1 It seems odd to say that we execute murderers to emphasise that killing is wrong. It is also obviously inappropriate to say that punishment is intended to teach the offender not to commit the offence. In that regard, capital punishment as a method of educating the offender is no more than dark humour. On the other hand, many offences are poorly policed and the punishment of the guilty is often so light that there seems to be little purpose in the punishment. In Crime and Punishment, Hyman Gross studies a most perplexing question – what is the justification for punishment? It is a question that lies deep in the heart of philosophy, spun out of another question, “What does a wrongdoer deserve?” Gross points out the inconsistency when we say to the criminal that we are sure beyond a reasonable doubt that he should be punished, and yet be uncertain as to what punishment he deserves. Punishment theorists invariably stand on a high moral stool but do not always see the inherent contradictions even when their theories are held against the moral light. In furtherance of his Paternalistic Theory of Punishment, Herbert Morris writes that it is apparent that the comprehension of the evil done is a moral good to be promoted and “as with other moral justifications for punishment, that the rules defining wrongdoing, themselves meet certain minimal moral conditions”.2 It will take a bit of explanation for such theorists to justify punishment when it involves the infliction of pain without admitting that the infliction of pain is morally unjustifiable. It is vital to appreciate that when we speak about punishment, we are referring to the lawful infliction of harm, for otherwise it would be plain violence simpliciter, and unlawful.
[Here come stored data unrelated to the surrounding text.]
PR #314, opened 2015-05-12
PE module: Do not use strlcpy()-type functions

hillu:
strlcpy() reads from the source buffer until it hits a null character
to determine the string length. This may lead to crashes due to
out-of-bounds reads.

Since we don't use the string length, using strncpy() and making sure
that the target buffer is null-terminated is safer.

### DIFF
--- a/libyara/include/yara/strutils.h
+++ b/libyara/include/yara/strutils.h
@@ -68,7 +68,7 @@ int strcmp_w(
     const char* str);
 
 
-size_t strlcpy_w(
+char* strncpy_w(
     char* dst,
     const char* w_src,
     size_t n);
--- a/libyara/modules/pe.c
+++ b/libyara/modules/pe.c
@@ -709,8 +709,10 @@ void pe_parse_version_info(
             char key[64];
             char value[256];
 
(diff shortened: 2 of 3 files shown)


hillu:
A bit of demonstration of `strlcpy` badness: I can't find the sample that caused an actual crash, but...

Running
<pre>valgrind yara pe.yar 34209bcf50eaecee0af359c8f397450f</pre>
on yara 3.4 (on an x86_64 Debian/unstable machine) gives me an error: "Invalid read of size 1" at `strlcpy`.

The rules file only contains `import "pe"`, the sample with md5sum=34209bcf50eaecee0af359c8f397450f is available on VirusTotal.

hillu:
md5sum=1d161d9a10f76acdddf3fa3811e78156 is another sample valgrind gets upset about.

plusvic:
In commit 14dbf62b132c1d7294fa3b4a535d5fec3f6246b9 I'm using strncpy as you propose to replace the specific line causing this bug. But I'm maintaining strlcpy_w in the other cases, which are protected against buffer overruns by calls to wide_string_fits_in_pe.

Issue #321, opened 2015-06-26
memory-mapped file access can lead to crash due to uncaught exception/signal


hillu:
Yara crashes on Windows and Linux systems while scanning files that cannot be read due to filesystem corruption: The memory mapping operation (CreateFileMapping()+MapViewOfFile() or mmap()) was successful, but an exception (Windows: EXCEPTION_IN_PAGE_ERROR, Unix: SIGBUS) is thrown as soon as data that cannot be read from disk is accessed. This is documented behavior -- see [Reading and Writing From a File View](https://msdn.microsoft.com/en-us/library/windows/desktop/aa366801%28v=vs.85%29.aspx) and the mmap(2) manpage. In my opinion, libyara should catch those errors because how files are accessed is an implementation detail that the user does not need to be concerned with.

Gross thus takes the view that unless justified, punishment itself is a wrong, and thus takes us “past the line flung by Mill, beyond which we must not

trespass. The law was not to interfere with a man unless what he did caused harm to others.”3

2 The justification of punishment in this context is not just about what basis we choose when we punish, be it retributive justice or some consequentialist grounds. It also goes further than a consideration of the ideas of restorative justice as an alternative form of punishment in which we tend to the needs of the victim and the perpetrator of the crime when we seek fairer outcomes from the consequences of crime. It is impossible to understand punishment outside the purview of “justice” and the failure to understand the concepts of justice is often the main obstacle to useful discussions about punishment. The reader will, however, have to look elsewhere for a proper study of justice, but Gross examines some aspects of injustice so that we can understand what is required in administering punishment. He is of the view that “[k]illing as punishment is always gratuitous killing, which is inhumane” and so his first target is the forms of punishment that are carried out in the name of justice. He examines the implications of human rights on punishment. Secondly, he considers the injustice that arises from a failure to respect innocence, and from this he traces the justification of punishment to the retributive notion of desert. Here, he laments the lack of enthusiasm for assuring innocents that their punishment is undeserved, whereas the passion for ensuring that the guilty richly deserve their...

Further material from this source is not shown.